The MSU Research Foundation's PitchMI competition arrived in and according to Pete Martin, if the energy in the room is any indication, Michigan is ready to put a national spotlight on its founders. Five startups took the stage to pitch for a $250,000 prize and a ticket to the statewide championship in April for an additional $1 million. Framed as a statewide, $2 million pitch competition, the series aims to do far more than crown a single winner: it’s designed to pull more talent, capital, and attention into Michigan’s startup economy - especially in sectors where the state already punches above its weight, like health and life sciences.
The funnel feeding that spotlight is already wide. Organizers received 375 applications from more than 100 cities across both peninsulas, including 100+ just for the Grand Rapids stop. This is what “Michigan startup events” look like when the ecosystem gets coordinated: founders meet Midwest investors, students see career paths, and corporates get a front-row seat to emerging solutions. For anyone tracking “Michigan startups” or the broader “Midwest startups” picture, PitchMI offers a crisp, real-time snapshot of momentum.
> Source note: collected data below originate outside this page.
PR #533, opened 2019-07-03

### LINKED ISSUE #532: Lab 6 - CRUD puppy with interface
Puppy's have to be stored somewhere!

Implement a Puppy struct containing ID, Breed, Colour, Value.
Create Storer interface with CRUD methods for Puppy
Write a MapStore implementation of Storer backed by a map
Write a SyncStore implementation of Storer backed by a sync.Map
Keep all implementation files in the same folder and in package main
Test against the Storer interface and run in suite with both implementations

undrewb:
Fixes #532 

Review of colleague's PR #424 

Implement a Puppy struct containing ID, Breed, Colour, Value.
Create Storer interface with CRUD methods for Puppy
Write a MapStore implementation of Storer backed by a map
Write a SyncStore implementation of Storer backed by a sync.Map
Keep all implementation files in the same folder and in package main
Test against the Storer interface and run in suite with both implementations


06_puppy/undrewb/types.go
```diff
@@ -0,0 +1,28 @@
+package main
+
+import(
```
golangcibot: File is not `goimports`-ed (from `goimports`)

.gitignore
```diff
@@ -11,3 +11,4 @@
 # Output of the go coverage tool, specifically when used with LiteIDE
 *.out
 coverage.txt
```
willshen8: Oops, this file should have not been committed.

06_puppy/undrewb/types.go
```diff
@@ -0,0 +1,24 @@
...
+
+func (p *Puppy) Clone() *Puppy {
+	puppy := new(Puppy)
+	puppy.ID = p.ID
+	puppy.Breed = p.Breed
+	puppy.Colour = p.Colour
+	puppy.Value = p.Value
+	return puppy
+}
+
```
willshen8, line 18: I like the idea of immutability.

06_puppy/undrewb/MapStore.go
```diff
@@ -0,0 +1,48 @@
...
+	}
+	delete(*msp, p.ID)
+	return true, nil
+}
+
+func (msp *MapStore) UpdatePuppy(id uint32, puppy *Puppy) error {
+	if puppy == nil {
+		return fmt.Errorf("cant update to a nil puppy")
+	}
+	p, exist := (*msp)[id]
```
willshen8: This can be rewritten as follow (seem to be the way go is written mostly)
```
if p, exist := (*msp)[id]; !exist {
    return errors.New("no such puppy")
}
```

06_puppy/undrewb/store_test.go
```diff
@@ -0,0 +1,177 @@
...
+		wantErr bool
+	}{
+		{name: "New corgi",
+			puppy:   corgi,
+			wantErr: false},
+		{name: "Existing corgi",
+			puppy:   corgi,
+			wantErr: true},
+	}
+	for _, tt := range tests {
```
willshen8, line 60: This is just a comment. I have written my test cases as unit test cases, as each one test a specific condition. Rather than bundle all the create operations into one. Not saying it's right or wrong. But I think test cases should be atomic. And it will eliminate the need for struct, and making test files shorter.

06_puppy/undrewb/store_test.go
```diff
@@ -0,0 +1,177 @@
...
+		tt := tt
+		s.T().Run(tt.name, func(t *testing.T) {
+			got, err := s.store.ReadPuppy(tt.id)
+			if (err != nil) != tt.wantErr {
+				t.Errorf("ReadPuppy() error = %v, wantErr %v", err, tt.wantErr)
+				return
+			}
+			if !reflect.DeepEqual(got, tt.want) {
```
willshen8: You can try to use the 'assert.Equal' library, and reduce your code length:

e.g. ` assert.Equal(a, b, "The two words should be the same.")`

06_puppy/undrewb/store_test.go
```diff
@@ -0,0 +1,177 @@
...
+	suite.Run(t, &storerSuite{
+		storerType: func() Storer { return &SyncStore{} },
+	})
+}
+
+func (s *storerSuite) SetupTest() {
+	s.store = s.storerType()
+
+	corgi := &Puppy{1000, "corgi", "orange and white", "$$$$$$$"}
+	_ = s.store.CreatePuppy(corgi)
```
willshen8, line 29: I don't believe you should have `createPuppy` method inside `SetUpTest` func, as if your `createPuppy` method is wrong, then it would have failed here. Consider just have raw data in here.

06_puppy/undrewb/store_test.go
```diff
@@ -0,0 +1,177 @@
...
+		want    *Puppy
+	}{
+		{name: "lookup existing puppy",
+			id:      1000,
+			want:    corgi,
+			wantErr: false,
+		},
+		{name: "lookup non-existing puppy",
+			id:      1001,
+			want:    nil,
```
willshen8, line 90: I think this is bit verbose, you could have just run `suite.Nil(expected, actual)` in your test cases.

06_puppy/undrewb/store_test.go
```diff
@@ -0,0 +1,177 @@
...
+			want:    false,
+			wantErr: true,
+		},
+	}
+	for _, tt := range tests {
+		tt := tt
+		s.T().Run(tt.name, func(t *testing.T) {
+			got, err := s.store.DeletePuppy(tt.id)
+			if (err != nil) != tt.wantErr {
+				t.Errorf("DeletePuppy() error = %v, wantErr %v", err, tt.wantErr)
```
willshen8, line 134: Same as above. just use `assert.Equal` to test for differences.

willshen8 (changes requested):
It's mostly pretty good.

1. Uncommit gitignore file.
2. Fix up your test cases.

06_puppy/undrewb/MapStore.go
undrewb: That's different logic. I'm making sure the puppy passed in isn't nil.

06_puppy/undrewb/store_test.go
undrewb: Equal and DeepEqual are quite different.

06_puppy/undrewb/store_test.go
undrewb: Same as above.

06_puppy/undrewb/store_test.go
undrewb: If I tie the insert to implementation I cant use the same code for testing different implementations of the same interface. If the test fails because the implementation is wrong thats a good thing :)

06_puppy/undrewb/store_test.go
undrewb: I only want nil for a specific case, not for all tests. When I want corgi (line 79) suite.Nil isn't appropriate.

juliaogris:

Grand Rapids was the right place to kick off a life sciences focus.
The event sits on the city’s famed Medical Mile, a corridor that pairs world-class health systems with university research and a deep bench of clinical partners. MSU alone spends tens of millions each year on Medical Mile research. It’s also hallowed ground for medical breakthroughs: Michigan helped pioneer the flu vaccine and, in Grand Rapids, an all-female research team developed the whooping cough vaccine. The takeaway for founders and funders alike: Michigan innovation isn’t new, it’s compounding.
Zoom out and the capital story matches the vibe on the ground. According to Pete in this video, since Michigan startups first surpassed $1 billion raised in 2020, the state has repeated that mark every year even as national venture volumes cooled. That consistency has helped draw more Midwest investors back into the state and convinced out-of-state funds to add regular Michigan trips to their calendars. It’s also strengthening a more durable form of Midwest entrepreneurship, where founders build near customers, partners, and talent and stay rooted as they scale.
Behind the mic, the MSU Research Foundation’s portfolio team describes how PitchMI fits a larger builder’s toolkit: structured talent support, warm introductions to a 600+ co-investor network, and a storytelling drumbeat that keeps founders in the news cycle. The Foundation has deployed more than $40 million into Michigan companies that have collectively raised about $1.3 billion and hired thousands across the state. For the Michigan university pipeline, that matters: students can now see clear on-ramps to join growth companies without leaving home.
After years building on the coasts, Pete returned to Michigan and found a thriving founder community hiding in plain sight and became obsessed with telling that story so others wouldn’t miss it. That sentiment fuels the event’s broader call to action: investors, corporates, and community leaders should plug in where they can. If you can write a check, great. If you can’t, make an intro. Open a lab. Host a demo. Record a case study. This is how regional flywheels accelerate.
For corporates, the invitation is explicit. Michigan’s enterprises - think Stryker and other R&D-rich leaders—are encouraged to judge, mentor, host, and partner with PitchMI companies. That kind of collaboration is where the Midwest excels, and it’s a powerful differentiator for founders weighing Michigan startup investment options against coastal alternatives. The more collisions between startups and enterprises, the faster new products validate, scale, and export to the world.
If you’re a founder, investor, student, or operator curious about what’s next in Michigan innovation, start here. Watch the conversation, meet the teams, and then get involved. PitchMI returns next year with the statewide finals - and you can learn more, sign up, or raise your hand to participate at pitchmi.org.
Today, the message is simple: you don’t have to leave to build something big. In Michigan - and across the Midwest - the future is already under construction.